* Work to be completed: Within these entries, which lines include the string "cmake"? Copy each one.

** Opening Data block **

PR #230, opened 2022-05-26
Adding new library legacylib

juanangp:
juanangp Ok: 31 [](https://gitlab.cern.ch/rest-for-physics/framework/-/commits/legacylib)

New `legacy` library has been added to the repository, check https://github.com/rest-for-physics/legacylib for more details.

The new  `legacy` library is meant to store deprecated libraries in order to keep backward compatibility of the data with the following conditions:
- A `legacy` class can be instanciated, in this case a warning in displayed.
- A `legacy` class doesn't implement any function e.g. "ProcessEvent", an error is displayed and the program exit in case.
- A `legacy` class is capable to print any metadata.
- All  `legacy` classes inherits from `TRestLegacyProcess`, which ensure the proper handling of legacy classes.

For the time being only `TRestRawZeroSuppresionProcess.h` is implemented as legacy class, however more classes can be added following this template. A base class and a template for `TRestLegacyMetadata` can be provided in case of need.

Also, when REST has not been compiled with all libraries, when trying to read a file that contains classes from the missing libraries, it would produce a seg.fault. This is fixed now by @jgalan

- Added method `REST_StringHelper::FirstToUpper`.

### DIFF
--- a/.gitmodules
+++ b/.gitmodules
@@ -67,3 +67,6 @@
 [submodule "projects/alphacamm"]
 	path = projects/alphacamm
 	url = git@lfna.unizar.es:gifna/alphacamm.git
+[submodule "source/libraries/legacy"]
+	path = source/libraries/legacy
+	url = https://github.com/rest-for-physics/geant4lib.git
--- a/.gitmodules
+++ b/.gitmodules
@@ -69,4 +69,4 @@
 	url = git@lfna.unizar.es:gifna/alphacamm.git
 [submodule "source/libraries/legacy"]
 	path = source/libraries/legacy
-	url = https://github.com/rest-for-physics/geant4lib.git
+	url = https://github.com/rest-for-physics/legacylib.git
--- a/.gitlab-ci.yml
+++ b/.gitlab-ci.yml
@@ -84,8 +84,8 @@ Build and Test:
     - cd ${CI_PROJECT_DIR}
     - python3 pull-submodules.py --force --dontask --latest:${CI_COMMIT_BRANCH}
     - mkdir ${CI_PROJECT_DIR}/build && cd ${CI_PROJECT_DIR}/build
-    - cmake ${CI_PROJECT_DIR}
-      -DTEST=ON -DREST_GARFIELD=OFF -DREST_G4=ON -DRESTLIB_DETECTOR=ON -DRESTLIB_RAW=ON -DRESTLIB_TRACK=ON
+    - cmake ${CI_PROJECT_DIR} -DTEST=ON -DREST_ALL_LIBS=ON
+      -DREST_GARFIELD=OFF -DREST_G4=ON -DREST_WELCOME=OFF
     - make -j2
     - ctest --output-on-failure -O ${CI_PROJECT_DIR}/build/Testing/summary.txt
 
@@ -103,7 +103,7 @@ Build and Install:
     - rm -rf ${CI_PROJECT_DIR}/build && mkdir ${CI_PROJECT_DIR}/build && cd ${CI_PROJECT_DIR}/build
     - rm -rf ${CI_PROJECT_DIR}/install
     - cmake ${CI_PROJECT_DIR} -DCMAKE_INSTALL_PREFIX=${CI_PROJECT_DIR}/install
-      -DREST_GARFIELD=ON -DREST_G4=ON -DRESTLIB_DETECTOR=ON -DRESTLIB_RAW=ON -DRESTLIB_TRACK=ON -DRESTLIB_AXION=ON -DREST_WELCOME=OFF
+      -DREST_ALL_LIBS=ON -DREST_GARFIELD=ON -DREST_G4=ON -DREST_WELCOME=OFF
     - make install -j2
 
   artifacts:
--- a/scripts/reformat-files.sh
+++ b/scripts/reformat-files.sh
@@ -46,6 +46,7 @@ if ! type -P $CLANG_FORMAT; then
   CLANG_FORMAT_DISABLED=True
 fi
 
+export XMLLINT_INDENT="    "
 if ! type -P $XML_LINT; then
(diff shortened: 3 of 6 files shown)


.gitmodules
```diff
@@ -67,3 +67,6 @@
 [submodule "projects/alphacamm"]
 	path = projects/alphacamm
 	url = git@lfna.unizar.es:gifna/alphacamm.git
+[submodule "source/libraries/legacy"]
+	path = source/libraries/legacy
+	url = https://github.com/rest-for-physics/geant4lib.git
```
jgalan, line 72: Be careful, this points to geant4lib!

juanangp: > Be careful, this points to geant4lib!

Such a big failure, I don't know how this end up like that. Thanks for pointing to it, now should be fine.

jgalan (approved):

lobis:
> Just realize that not all the libs are build by default, from https://github.com/rest-for-physics/framework/blob/master/.gitlab-ci.yml I can see:
> 
> ```
>  cmake ${CI_PROJECT_DIR} -DCMAKE_INSTALL_PREFIX=${CI_PROJECT_DIR}/install
>       -DREST_GARFIELD=ON -DREST_G4=ON -DRESTLIB_DETECTOR=ON -DRESTLIB_RAW=ON -DRESTLIB_TRACK=ON -DRESTLIB_AXION=ON -DREST_WELCOME=OFF
> ```
> 
> Which leds to: image
> 
> As you can see, some libraries such as `geant4` or `connectors` are not enabled at this stage of the build. However, I think they are enabled lated on due to some dependencies. I would suggest to enable all the libraries by default in the pipeline e.g.:
> 
> ```
>  cmake ${CI_PROJECT_DIR} -DCMAKE_INSTALL_PREFIX=${CI_PROJECT_DIR}/install -DREST_ALL_LIBS=ON -DREST_GARFIELD=ON -DREST_G4=ON -DREST_WELCOME=OFF
> ```
> 
> Same applies to the test, @lobis @jgalan let me know what do you think, I can do these changes and test in this PR.

I think its fine to add all libraries. Personally I like to have them all explicitly stated instead of having a single parameter for all of them, just in case we need to turn a single one off for some issue etc.

juanangp:
> I think its fine to add all libraries. Personally I like to have them all explicitly stated instead of having a single parameter for all of them, just in case we need to turn a single one off for some issue etc.

Well, in this case you can always do:
```
 cmake ${CI_PROJECT_DIR} -DCMAKE_INSTALL_PREFIX=${CI_PROJECT_DIR}/install -DREST_ALL_LIBS=ON -DREST_GARFIELD=ON -DREST_G4=ON -DREST_WELCOME=OFF -DRESTLIB_LEGACY=OFF
```
At least for me is more clear this way.

jgalan:
Just off-topic, but when reformating XML files, it adds 2-spaces, should not be 4-spaces as C-code?

Also it puts everything really compactified, I really like to allow at least 1-line space between definitions 

```
  </TRestSpiderMask>
  <TRestSpiderMask name="spider2" verboseLevel="info">
    <parameter name="maskRadius" value="20cm"/>
    <parameter name="offset" value="(0,0)cm"/>
    <parameter name="rotationAngle" value="0"/>
    <parameter name="armsWidth" value="5deg"/>
    <parameter name="armsSeparationAngle" value="30degrees"/>
    <parameter name="initialRadius" value="3cm"/>
  </TRestSpiderMask>
  <TRestSpiderMask name="spider3" verboseLevel="info">
    <parameter name="maskRadius" value="20cm"/>
    <parameter name="offset" value="(0,0)cm"/>
    <parameter name="rotationAngle" value="30deg"/>
    <parameter name="armsWidth" value="5deg"/>
    <parameter name="armsSeparationAngle" value="60degrees"/>
    <parameter name="initialRadius" value="6cm"/>
  </TRestSpiderMask>
</masks>
```

lobis:
> Just off-topic, but when reformating XML files, it adds 2-spaces, should not be 4-spaces as C-code?
> 
> Also it puts everything really compactified, I really like to allow at least 1-line space between definitions
> 
> ```
>   </TRestSpiderMask>
>   <TRestSpiderMask name="spider2" verboseLevel="info">
>     <parameter name="maskRadius" value="20cm"/>
>     <parameter name="offset" value="(0,0)cm"/>
>     <parameter name="rotationAngle" value="0"/>
>     <parameter name="armsWidth" value="5deg"/>
>     <parameter name="armsSeparationAngle" value="30degrees"/>
>     <parameter name="initialRadius" value="3cm"/>
>   </TRestSpiderMask>
>   <TRestSpiderMask name="spider3" verboseLevel="info">
>     <parameter name="maskRadius" value="20cm"/>
>     <parameter name="offset" value="(0,0)cm"/>
>     <parameter name="rotationAngle" value="30deg"/>
>     <parameter name="armsWidth" value="5deg"/>
>     <parameter name="armsSeparationAngle" value="60degrees"/>
>     <parameter name="initialRadius" value="6cm"/>
>   </TRestSpiderMask>
> </masks>
> ```

Yes I agree, I also prefer 4 spaces. I made a commit to this branch that should modify this (https://github.com/rest-for-physics/framework/commit/6caf746121aea39a985e65eaab0fbf972bad2eaa), can you please check it works?

Regarding the separation, I am not sure how to modify this. It seems that `xmllint` tool is really old and does not have many configuration settings, perhaps there is a better tool for this?

nkx111:
Talking about legacy, I guess the old V2.2 processes and events can be also added? If it is possible, then we can recover backward compatibility to v2.2.

juanangp:
> Talking about legacy, I guess the old V2.2 processes and events can be also added? If it is possible, then we can recover backward compatibility to v2.2.

Yes, this should be possible.

nkx111 (approved):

** Closing Data block **

* Output:
-    - cmake ${CI_PROJECT_DIR}
+    - cmake ${CI_PROJECT_DIR} -DTEST=ON -DREST_ALL_LIBS=ON
     - cmake ${CI_PROJECT_DIR} -DCMAKE_INSTALL_PREFIX=${CI_PROJECT_DIR}/install
>  cmake ${CI_PROJECT_DIR} -DCMAKE_INSTALL_PREFIX=${CI_PROJECT_DIR}/install
>  cmake ${CI_PROJECT_DIR} -DCMAKE_INSTALL_PREFIX=${CI_PROJECT_DIR}/install -DREST_ALL_LIBS=ON -DREST_GARFIELD=ON -DREST_G4=ON -DREST_WELCOME=OFF
 cmake ${CI_PROJECT_DIR} -DCMAKE_INSTALL_PREFIX=${CI_PROJECT_DIR}/install -DREST_ALL_LIBS=ON -DREST_GARFIELD=ON -DREST_G4=ON -DREST_WELCOME=OFF -DRESTLIB_LEGACY=OFF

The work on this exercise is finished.